Hacker News new | ask | show | jobs
by rdtsc 97 days ago
> But an escape hatch is still an escape hatch. These mechanisms bypass the process isolation model entirely. They are shared state outside the process model, accessible concurrently by any process, with no mailbox serialization, no message copying, no ownership semantics. And when you introduce shared state into a system built on the premise of having none, you reintroduce the bugs that premise was supposed to eliminate.

No, they do bypass it. I don't know what "Technical Program Managers at Google" do but they don't seem to be using a lot of Erlang it seems ;-). ETS tables can be modeled as a process which stores data and then replies to message queries. Every update and read is equivalent to sending a message. The terms are still copied (see note * below). You're not going to read half a tuple and then it will mutate underneath as another process updates it. Traversing an ETS table is logically equivalent to asking a process for individual key-values using regular message passing.

What is different is what these are optimized for. ETS tables are great for querying and looking up data. They even have a mini query language for it (https://www.erlang.org/doc/apps/stdlib/qlc.html). Persistent terms are great for configuration values. None of them break the isolated heap and immutable data paradigm, they just optimize for certain access patterns.

Even dictionary fields they mention, when a process reads another process' dictionary it's still a signal being sent to a process and a reply needing to be received.

* Immutable binary blocks >64B can be referenced, but they are referenced when sending data using explicit messages between processes anyway.

1 comments

minor nitpicks:

ETS is not a process that responds to messages, you have to wrap it in a process and do the messages part yourself.

Process dictionary: i am pretty sure that's a process_info bif that directly queries the vm internal database and not a secret message that can be trapped or even uses the normal message passing system.

> ETS is not a process that responds to messages, you have to wrap it in a process and do the messages part yourself.

I didn't say it's implemented as a process but works as if it where logically. Most terms (except literals and the binary references) are still copied just like when you send message. You could replace it behind the scenes with a process and it would act the same. Performance-wise it won't be the same, and that's why they are implemented differently but it doesn't allow sharing a process heap and you don't have to do locks and mutexes to protect access to this "shared" data.

> i am pretty sure that's a process_info bif that directly queries the vm internal database and not a secret message that can be trapped or even uses the normal message passing system.

I specifically meant querying the dictionary of another process. Since it's in the context of "erlang is violating the shared nothing" comment. In that case if we look at https://www.erlang.org/doc/system/ref_man_processes.html#rec... we see that process_info_request is a signal. A process is sent a signal, and then it gets its dictionary entries and replies (note the difference between messages and signals there).

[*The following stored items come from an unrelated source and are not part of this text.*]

PR #4026, opened 2016-11-04
Update hidden input live

seanh:
Change SearchBarController to insert its hidden input into the DOM at
controller initialization and keep its value up to date "live" as text
is lozengified, lozenges are deleted, and text is entered into the
visible <input>.

Previously SearchBarController didn't generate the value for the hidden
input, and didn't insert the hidden input into the form, until the form
was submitted.

The problem with this is that we now want to add various new submit
buttons to this form that are outside of SearchBarController's element,
and those submit buttons would end up submitting an empty q value as
SearchBarController would have removed search text from the <input> and
turned it into lozenges, but since SearchBarController was not
submitting the form it would not insert its hidden input (containing the
values from the lozenges).

As long as SearchBarController always keeps the value of its hidden
input up to date then the form can be submitted in the normal way
(without JavaScript) at any time by any submit button and the full value
of the query will be submitted.

SearchBarController no longer does anything at submit time.

### DIFF
--- a/h/static/scripts/controllers/search-bar-controller.js
+++ b/h/static/scripts/controllers/search-bar-controller.js
@@ -117,10 +117,7 @@ class SearchBarController extends Controller {
 
 
     /**
-     * Insert a hidden <input> into the search <form>.
-     *
-     * The value of the hidden <input> is a search string constructed from
-     * the lozenges plus any text currently in the visible <input>.
+     * Insert a hidden <input> with an empty value into the search <form>.
      *
      * The name="q" attribute is moved from the visible <input> on to the
      * hidden <input> so that when the <form> is submitted it's the value of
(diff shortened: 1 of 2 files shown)


seanh:
@sheetaluk Can you review this?

I should add some tests since it's now a requirement that `SearchBarController` update the hidden input live and not just before form submit, and we don't have any tests for that. But I've run out of time this week.

h/static/scripts/controllers/search-bar-controller.js
```diff
@@ -132,30 +129,31 @@ class SearchBarController extends Controller {
...
-     * this._input with the search terms from the lozenge before submitting it,
-     * we update a hidden input and submit that instead.
      */
-    var submitForm = () => {
-      insertHiddenInput();
-      this.refs.searchBarForm.submit();
+    var updateHiddenInput = () => {
+      let newValue = '';
+      Array.from(this._lozengeContainer.querySelectorAll('.js-lozenge__content')).forEach((loz) => {
+        newValue = newValue + loz.textContent + ' ';
```
chdorner: I've changed this in #4024, we'll have to coordinate the two pull requests.

seanh: Yes, if you don't mind I'd like to hang on to <https://github.com/hypothesis/h/pull/4024>, I'll review and merge it after this one is merged. The reason is that this PR is blocking a lot of feature work on activity pages that is due at the end of this sprint.

seanh:
Ok, I've added tests to this now

h/static/scripts/controllers/search-bar-controller.js
```diff
@@ -226,23 +225,20 @@ class SearchBarController extends Controller {
           // appended to the container element.
           event.preventDefault();
           this._input.value = '';
+          updateHiddenInput();
         }
       };
 
-      var handleEnterKey = (event) => {
```
robertknight: Note to self: We don't need this any more because the hidden input is always kept up to date.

ah sorry you did indeed write signal and somehow my brain read it as "message". I'll stand by my ets comments though because it would be confusing to think of ets as not having to be wrapped in a process (for lifetimes if nothing else)
> I'll stand by my ets comments though because it would be confusing to think of ets as not having to be wrapped in a process (for lifetimes if nothing else)

The point was that "ets" doesn't break isolation and doesn't logically behave any differently than as if inside it was wrapping a process and every lookup or update was behind the scenes sending a message to the process to read its data and returning a response. So the original poster's claim that somehow defaults to "sharing memory" are simply untrue. They just don't understand how it works, which is fine. I suspect they don't really use it that much and just found whatever they could by Googling it (pun intended as they are a Technical Program Manager).

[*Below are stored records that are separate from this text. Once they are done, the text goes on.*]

PR #4031, opened 2016-11-07
Update "embedding" docs

nickstenning:
This commit removes some half-written documentation about how to
override the sidebar application, and updates the documentation about
configuring the sidebar embed to be current.


seanh:
Much nicer

PR #4032, opened 2016-11-07
Add a "For Publishers" section to the docs

nickstenning:
This is primarily so I have somewhere sensible to put documentation of the JWT format used for third-party accounts.


chdorner:
LGTM.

Also, here is Robert Virding, one of Erlang creators, explaining it a lot better https://stackoverflow.com/a/1483875:

> ETS more or less behaves as if the table was in a separate process and requests are messages sent to that process. While it is not implemented with processes that the properties of ETS are modeled like that. It is in fact possible to implement ETS with processes. This means that the side effect properties are consistent with the rest of Erlang.